The Lemur Project is creating a new web dataset, tentatively called ClueWeb12, that will be a companion or successor to the ClueWeb09 web dataset. This new dataset is expected to be ready for distribution in November 2012. Dataset construction consists of crawling the web for about 1 billion pages, web page filtering, and organization into a research-ready dataset.
The crawl began on February 10, 2012. We used five instances of the Internet Archive's open source web crawler, Heritrix running on five Dell PowerEdge R410 machines with 64GB RAM. The crawler was configured to follow typical crawling guidelines. There is a FAQ page for the crawler, in case you are curious.
The crawl was initially seeded with 2,820,500 uniq URLs. This list was generated by taking the 10 million ClueWeb09 urls that had the highest PageRank scores, and then removing any page that was not in the top 90% of pages as ranked by Waterloo spam scores (i.e., least likely to be spam). Two hundred sixty-two (262) seeds were added from the most popular sites in English-speaking countries, as reported by Alexa. The number of sites selected from each country depended on its relative population size, for example, United States (71.0%), United Kindom (14.0%), Canada (7.7%), Australia (5.2%), Ireland (3.8%), and New Zealand (3.7%). Finally, Charles Clark, University of Waterloo, provided 5,950 seeds specific to travel sites.

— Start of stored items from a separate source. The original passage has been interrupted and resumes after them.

PR #1319, opened 2025-12-05
Bump cuda-pathfinder, cuda-bindings versions to a0

rwgk:
Standard approach to avoid confusion between released and development versions.


rwgk:
> Thanks, Ralf!
> 
> Q: Couldn't we just admin-merge this without running CI?

Yes, let's do that next time.

PR #1323, opened 2025-12-05
Fix #1320: Backport cybind changes to 12.9.x branch

### LINKED ISSUE #1320: Backport cuFILE `cdef class` updates

mdboom:


leofang:
> If we don't plan to add another PR for 12.9.5, then we need to add a `12.9.5-notes.rst` to both https://github.com/NVIDIA/cuda-python/tree/main/cuda_python/docs/source/release and https://github.com/NVIDIA/cuda-python/tree/main/cuda_bindings/docs/source/release. Once #1326 is completed we will be able to catch these, at the release time.

NVM, @rwgk reminded me offline that this PR targets the bp branch, and we can't generate docs from there (https://github.com/NVIDIA/cuda-python/issues/809). Let's update the docs in a separate PR. 

Merging, thanks @mdboom!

A blacklist was used to avoid sites that are reported to distribute pornography, malware, and other material that would not be useful in a dataset intended to support a broad range of research on information retrieval and natural language understanding. The blacklist was obtained from a commercial managed URL blacklist service, URLBlacklist.com, which was downloaded on 2012-02-03. The crawler blackliset consists of urls in the malware, phishing, spyware, virusinfected, filehosting and filesharing categories. Also included in the blacklist is a small number (currently less than a dozen) of sites that opted out of the crawl.
Addtionally, urls mentioned in English tweets from a Twitter Gardenhose stream are harvested each day. Those pages are downloaded using a separate instance of the Heritrix crawler. The domains of tweeted urls are injected into the main web crawl on a regular basis, which is intended to create a more connected graph between the web crawl and the tweeted urls.
The crawler is configured to capture page text, css, xml,and javascript files, any images on a page, and http response headers. The crawler skips multimedia files, for example, flash images, audio and video files as well as compressed files (e.g. zip, tar, gz, sit, hqx). The crawler will also clip any file that is larger than 10MB in size.
The crawled web pages will be filtered to remove certain types of pages, for example, pages that a text classifier identifies as non-English, pornography, or spam. The dataset will contain a file that identifies each url that was removed and why it was removed. The web graph will contain all pages visited by the crawler, and will include information about redirected links.
The crawler captures an average of 10-15 million pages (and associated images, etc) per day. Its progress is documented in a daily progess report.